*** Begin section ***

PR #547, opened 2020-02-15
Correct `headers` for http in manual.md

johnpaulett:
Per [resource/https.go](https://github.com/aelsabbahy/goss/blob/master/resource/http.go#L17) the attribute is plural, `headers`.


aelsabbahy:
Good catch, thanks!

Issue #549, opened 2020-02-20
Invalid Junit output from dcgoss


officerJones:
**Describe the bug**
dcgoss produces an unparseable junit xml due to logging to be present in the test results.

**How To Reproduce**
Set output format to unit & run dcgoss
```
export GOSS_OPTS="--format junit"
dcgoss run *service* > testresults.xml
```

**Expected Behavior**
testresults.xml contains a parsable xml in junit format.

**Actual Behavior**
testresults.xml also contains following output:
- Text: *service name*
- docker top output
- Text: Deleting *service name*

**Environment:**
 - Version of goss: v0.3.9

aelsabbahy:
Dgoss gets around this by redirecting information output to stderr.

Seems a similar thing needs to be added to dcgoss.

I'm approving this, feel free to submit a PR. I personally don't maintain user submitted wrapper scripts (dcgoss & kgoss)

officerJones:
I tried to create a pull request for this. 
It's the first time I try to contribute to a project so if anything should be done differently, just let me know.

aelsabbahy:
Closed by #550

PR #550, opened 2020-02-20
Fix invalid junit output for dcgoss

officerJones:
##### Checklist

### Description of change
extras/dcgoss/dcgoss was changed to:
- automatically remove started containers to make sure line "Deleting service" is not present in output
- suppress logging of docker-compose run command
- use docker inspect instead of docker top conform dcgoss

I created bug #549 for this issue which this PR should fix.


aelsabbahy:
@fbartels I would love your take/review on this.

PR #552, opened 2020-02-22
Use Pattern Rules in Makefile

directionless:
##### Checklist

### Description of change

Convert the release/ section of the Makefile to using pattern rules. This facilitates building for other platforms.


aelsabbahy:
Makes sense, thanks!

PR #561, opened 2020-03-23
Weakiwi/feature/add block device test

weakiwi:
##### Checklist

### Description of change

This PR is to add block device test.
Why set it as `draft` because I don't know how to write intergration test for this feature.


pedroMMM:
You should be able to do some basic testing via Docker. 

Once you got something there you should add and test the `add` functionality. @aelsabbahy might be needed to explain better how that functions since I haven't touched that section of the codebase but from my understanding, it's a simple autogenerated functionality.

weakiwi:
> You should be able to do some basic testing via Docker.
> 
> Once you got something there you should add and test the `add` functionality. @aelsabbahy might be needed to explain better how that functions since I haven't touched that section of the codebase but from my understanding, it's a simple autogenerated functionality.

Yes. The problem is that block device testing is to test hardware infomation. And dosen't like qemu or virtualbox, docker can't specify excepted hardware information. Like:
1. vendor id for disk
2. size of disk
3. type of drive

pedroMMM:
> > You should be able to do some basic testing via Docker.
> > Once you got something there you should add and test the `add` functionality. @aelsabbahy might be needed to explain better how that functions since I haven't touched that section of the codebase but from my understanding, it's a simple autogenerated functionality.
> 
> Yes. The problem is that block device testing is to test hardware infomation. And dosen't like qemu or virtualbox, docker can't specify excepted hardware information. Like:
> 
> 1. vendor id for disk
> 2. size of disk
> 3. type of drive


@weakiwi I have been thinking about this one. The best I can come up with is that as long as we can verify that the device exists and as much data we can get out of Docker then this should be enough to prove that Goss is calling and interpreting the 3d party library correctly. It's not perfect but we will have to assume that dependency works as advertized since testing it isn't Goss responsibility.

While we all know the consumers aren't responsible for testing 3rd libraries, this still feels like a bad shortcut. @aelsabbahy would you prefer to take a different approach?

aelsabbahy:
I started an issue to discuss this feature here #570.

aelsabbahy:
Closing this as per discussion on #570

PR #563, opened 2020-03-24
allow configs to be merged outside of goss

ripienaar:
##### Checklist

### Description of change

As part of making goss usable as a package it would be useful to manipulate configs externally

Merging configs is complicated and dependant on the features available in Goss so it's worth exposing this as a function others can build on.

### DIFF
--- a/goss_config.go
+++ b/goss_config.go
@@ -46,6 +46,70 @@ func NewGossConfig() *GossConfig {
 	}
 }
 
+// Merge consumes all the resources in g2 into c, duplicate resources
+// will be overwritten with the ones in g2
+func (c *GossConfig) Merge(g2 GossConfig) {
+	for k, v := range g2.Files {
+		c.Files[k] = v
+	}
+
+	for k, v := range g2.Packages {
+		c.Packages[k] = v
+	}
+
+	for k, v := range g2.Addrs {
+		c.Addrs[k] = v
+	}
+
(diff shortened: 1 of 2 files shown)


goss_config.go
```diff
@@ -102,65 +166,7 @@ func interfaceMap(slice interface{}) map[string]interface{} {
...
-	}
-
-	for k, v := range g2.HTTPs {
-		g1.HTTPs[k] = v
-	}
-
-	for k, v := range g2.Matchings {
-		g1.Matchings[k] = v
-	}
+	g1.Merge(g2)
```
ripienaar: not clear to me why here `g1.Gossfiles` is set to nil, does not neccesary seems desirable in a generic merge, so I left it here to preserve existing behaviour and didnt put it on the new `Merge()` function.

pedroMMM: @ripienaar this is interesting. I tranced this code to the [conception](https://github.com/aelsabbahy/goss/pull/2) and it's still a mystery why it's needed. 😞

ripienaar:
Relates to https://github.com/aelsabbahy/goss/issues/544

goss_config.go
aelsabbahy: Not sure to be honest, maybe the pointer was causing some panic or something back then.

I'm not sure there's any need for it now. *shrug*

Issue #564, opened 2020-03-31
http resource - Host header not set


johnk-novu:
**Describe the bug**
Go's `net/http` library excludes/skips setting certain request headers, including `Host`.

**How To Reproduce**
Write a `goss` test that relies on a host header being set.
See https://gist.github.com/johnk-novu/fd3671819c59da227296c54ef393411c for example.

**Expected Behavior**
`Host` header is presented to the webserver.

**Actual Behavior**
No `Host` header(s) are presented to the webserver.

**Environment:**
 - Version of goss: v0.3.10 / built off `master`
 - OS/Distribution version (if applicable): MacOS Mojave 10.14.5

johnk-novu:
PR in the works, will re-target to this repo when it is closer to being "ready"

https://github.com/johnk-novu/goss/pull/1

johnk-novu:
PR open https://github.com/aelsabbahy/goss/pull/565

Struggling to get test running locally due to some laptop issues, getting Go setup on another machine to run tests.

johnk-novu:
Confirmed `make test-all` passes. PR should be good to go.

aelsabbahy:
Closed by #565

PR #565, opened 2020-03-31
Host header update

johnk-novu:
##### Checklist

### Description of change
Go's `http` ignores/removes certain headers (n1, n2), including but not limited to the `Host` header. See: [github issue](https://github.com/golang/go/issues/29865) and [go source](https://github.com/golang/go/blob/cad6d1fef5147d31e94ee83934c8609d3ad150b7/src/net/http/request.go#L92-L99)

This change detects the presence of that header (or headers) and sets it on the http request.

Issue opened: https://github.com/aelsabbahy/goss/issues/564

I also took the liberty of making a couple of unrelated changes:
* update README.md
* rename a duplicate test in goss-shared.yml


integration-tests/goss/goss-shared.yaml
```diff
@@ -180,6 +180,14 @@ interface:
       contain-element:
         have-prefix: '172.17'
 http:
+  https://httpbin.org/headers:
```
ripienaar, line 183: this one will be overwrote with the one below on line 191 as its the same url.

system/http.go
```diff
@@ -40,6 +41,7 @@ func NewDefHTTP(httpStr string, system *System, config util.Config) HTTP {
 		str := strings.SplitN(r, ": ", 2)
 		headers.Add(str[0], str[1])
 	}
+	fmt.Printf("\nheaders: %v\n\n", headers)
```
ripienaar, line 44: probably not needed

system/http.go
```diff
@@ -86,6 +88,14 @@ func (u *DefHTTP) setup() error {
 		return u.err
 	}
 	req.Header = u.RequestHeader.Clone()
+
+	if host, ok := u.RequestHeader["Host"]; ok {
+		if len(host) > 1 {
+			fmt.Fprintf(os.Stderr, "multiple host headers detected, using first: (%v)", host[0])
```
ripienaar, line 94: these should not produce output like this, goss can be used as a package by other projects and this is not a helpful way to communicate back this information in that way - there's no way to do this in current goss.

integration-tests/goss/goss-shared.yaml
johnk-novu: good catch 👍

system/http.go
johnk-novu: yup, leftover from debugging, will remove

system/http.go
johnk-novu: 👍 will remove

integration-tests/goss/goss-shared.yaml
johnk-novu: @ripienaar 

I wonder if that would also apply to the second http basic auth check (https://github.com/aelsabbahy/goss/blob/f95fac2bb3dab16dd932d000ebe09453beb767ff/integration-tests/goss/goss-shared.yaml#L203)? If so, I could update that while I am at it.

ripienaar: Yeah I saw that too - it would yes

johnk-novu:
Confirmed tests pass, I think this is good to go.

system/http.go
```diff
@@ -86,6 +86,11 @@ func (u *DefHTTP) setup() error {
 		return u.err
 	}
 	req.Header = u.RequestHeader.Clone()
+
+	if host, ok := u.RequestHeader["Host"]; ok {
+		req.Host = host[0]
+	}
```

*** End section ***

> [Work item]:
Nothing but the lines from the first line of the listing above through the line holding "Makes sense, thanks!" should be reproduced, and each must match exactly.

> [Problem solution]:
PR #547, opened 2020-02-15
Correct `headers` for http in manual.md

johnpaulett:
Per [resource/https.go](https://github.com/aelsabbahy/goss/blob/master/resource/http.go#L17) the attribute is plural, `headers`.


aelsabbahy:
Good catch, thanks!

Issue #549, opened 2020-02-20
Invalid Junit output from dcgoss


officerJones:
**Describe the bug**
dcgoss produces an unparseable junit xml due to logging to be present in the test results.

**How To Reproduce**
Set output format to unit & run dcgoss
```
export GOSS_OPTS="--format junit"
dcgoss run *service* > testresults.xml
```

**Expected Behavior**
testresults.xml contains a parsable xml in junit format.

**Actual Behavior**
testresults.xml also contains following output:
- Text: *service name*
- docker top output
- Text: Deleting *service name*

**Environment:**
 - Version of goss: v0.3.9

aelsabbahy:
Dgoss gets around this by redirecting information output to stderr.

Seems a similar thing needs to be added to dcgoss.

I'm approving this, feel free to submit a PR. I personally don't maintain user submitted wrapper scripts (dcgoss & kgoss)

officerJones:
I tried to create a pull request for this. 
It's the first time I try to contribute to a project so if anything should be done differently, just let me know.

aelsabbahy:
Closed by #550

PR #550, opened 2020-02-20
Fix invalid junit output for dcgoss

officerJones:
##### Checklist

### Description of change
extras/dcgoss/dcgoss was changed to:
- automatically remove started containers to make sure line "Deleting service" is not present in output
- suppress logging of docker-compose run command
- use docker inspect instead of docker top conform dcgoss

I created bug #549 for this issue which this PR should fix.


aelsabbahy:
@fbartels I would love your take/review on this.

PR #552, opened 2020-02-22
Use Pattern Rules in Makefile

directionless:
##### Checklist

### Description of change

Convert the release/ section of the Makefile to using pattern rules. This facilitates building for other platforms.


aelsabbahy:
Makes sense, thanks!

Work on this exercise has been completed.